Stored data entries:
▬▬▬▬▬▬▬▬▬▬
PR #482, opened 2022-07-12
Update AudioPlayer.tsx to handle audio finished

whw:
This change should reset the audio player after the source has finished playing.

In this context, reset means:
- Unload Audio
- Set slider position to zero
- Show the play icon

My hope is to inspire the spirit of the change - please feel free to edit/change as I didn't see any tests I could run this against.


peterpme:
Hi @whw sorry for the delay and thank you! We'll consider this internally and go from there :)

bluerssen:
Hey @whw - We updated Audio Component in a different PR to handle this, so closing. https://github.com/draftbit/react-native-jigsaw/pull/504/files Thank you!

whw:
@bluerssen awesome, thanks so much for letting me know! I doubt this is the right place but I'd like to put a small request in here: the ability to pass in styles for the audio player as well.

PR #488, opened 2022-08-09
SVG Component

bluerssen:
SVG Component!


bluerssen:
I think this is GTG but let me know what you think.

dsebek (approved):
▬▬▬▬▬▬▬▬▬▬
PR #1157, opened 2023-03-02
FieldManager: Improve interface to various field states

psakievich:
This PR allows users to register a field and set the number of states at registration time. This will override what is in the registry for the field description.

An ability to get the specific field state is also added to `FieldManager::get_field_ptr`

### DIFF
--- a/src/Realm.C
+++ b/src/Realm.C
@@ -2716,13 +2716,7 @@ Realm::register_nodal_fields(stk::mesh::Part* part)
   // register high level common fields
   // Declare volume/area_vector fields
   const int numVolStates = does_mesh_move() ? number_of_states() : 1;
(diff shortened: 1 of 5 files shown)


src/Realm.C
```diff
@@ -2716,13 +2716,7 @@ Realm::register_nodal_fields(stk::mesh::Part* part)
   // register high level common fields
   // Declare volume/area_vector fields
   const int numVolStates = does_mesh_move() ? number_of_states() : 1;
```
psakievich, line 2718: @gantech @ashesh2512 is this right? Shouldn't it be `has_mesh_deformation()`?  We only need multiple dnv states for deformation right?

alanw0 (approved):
▬▬▬▬▬▬▬▬▬▬
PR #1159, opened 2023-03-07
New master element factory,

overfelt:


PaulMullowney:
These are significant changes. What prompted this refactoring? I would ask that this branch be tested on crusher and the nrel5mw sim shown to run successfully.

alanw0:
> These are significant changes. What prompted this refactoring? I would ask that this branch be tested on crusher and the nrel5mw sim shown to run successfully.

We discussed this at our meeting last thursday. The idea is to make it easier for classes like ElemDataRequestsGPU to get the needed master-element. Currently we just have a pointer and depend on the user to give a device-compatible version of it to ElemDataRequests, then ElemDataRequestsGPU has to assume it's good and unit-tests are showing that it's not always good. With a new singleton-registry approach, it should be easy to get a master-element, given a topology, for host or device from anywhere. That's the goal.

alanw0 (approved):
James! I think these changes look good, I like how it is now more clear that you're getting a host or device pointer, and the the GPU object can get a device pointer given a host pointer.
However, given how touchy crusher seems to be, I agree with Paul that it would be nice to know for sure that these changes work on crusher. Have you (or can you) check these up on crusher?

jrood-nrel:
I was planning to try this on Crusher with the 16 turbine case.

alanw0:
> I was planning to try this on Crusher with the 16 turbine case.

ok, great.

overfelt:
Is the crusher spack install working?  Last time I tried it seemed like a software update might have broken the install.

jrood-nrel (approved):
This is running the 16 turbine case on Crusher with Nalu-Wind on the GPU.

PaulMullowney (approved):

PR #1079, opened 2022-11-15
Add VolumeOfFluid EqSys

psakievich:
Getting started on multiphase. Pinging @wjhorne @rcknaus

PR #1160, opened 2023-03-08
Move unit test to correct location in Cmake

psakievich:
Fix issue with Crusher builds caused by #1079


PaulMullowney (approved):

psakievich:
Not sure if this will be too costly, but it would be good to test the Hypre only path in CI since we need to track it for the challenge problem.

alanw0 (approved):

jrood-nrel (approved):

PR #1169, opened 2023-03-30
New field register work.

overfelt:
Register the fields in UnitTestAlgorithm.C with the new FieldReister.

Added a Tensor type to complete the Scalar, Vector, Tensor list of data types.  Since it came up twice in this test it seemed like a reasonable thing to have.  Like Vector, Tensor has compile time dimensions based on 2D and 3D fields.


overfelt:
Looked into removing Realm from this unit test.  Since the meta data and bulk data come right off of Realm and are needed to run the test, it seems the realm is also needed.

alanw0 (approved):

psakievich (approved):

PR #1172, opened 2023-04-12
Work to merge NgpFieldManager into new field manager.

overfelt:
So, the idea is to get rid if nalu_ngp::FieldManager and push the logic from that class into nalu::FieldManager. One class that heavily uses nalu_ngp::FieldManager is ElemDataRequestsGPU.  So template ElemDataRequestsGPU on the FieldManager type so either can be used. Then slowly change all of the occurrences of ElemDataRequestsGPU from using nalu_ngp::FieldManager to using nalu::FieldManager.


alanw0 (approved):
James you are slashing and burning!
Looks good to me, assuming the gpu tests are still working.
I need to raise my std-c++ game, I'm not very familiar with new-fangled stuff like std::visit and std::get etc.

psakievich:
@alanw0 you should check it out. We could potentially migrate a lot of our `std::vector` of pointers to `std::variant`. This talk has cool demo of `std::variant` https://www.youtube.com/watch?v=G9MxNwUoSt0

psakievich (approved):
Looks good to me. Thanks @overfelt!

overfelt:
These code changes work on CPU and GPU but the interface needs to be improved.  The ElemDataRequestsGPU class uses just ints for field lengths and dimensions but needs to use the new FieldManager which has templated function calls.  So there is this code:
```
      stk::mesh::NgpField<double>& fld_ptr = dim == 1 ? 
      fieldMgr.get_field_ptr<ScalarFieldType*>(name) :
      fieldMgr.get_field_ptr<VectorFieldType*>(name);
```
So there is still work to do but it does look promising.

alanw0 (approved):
▬▬▬▬▬▬▬▬▬▬
Brief: A single number is required: the count of lines in the data that contain the string "also".

Solution for this problem: 2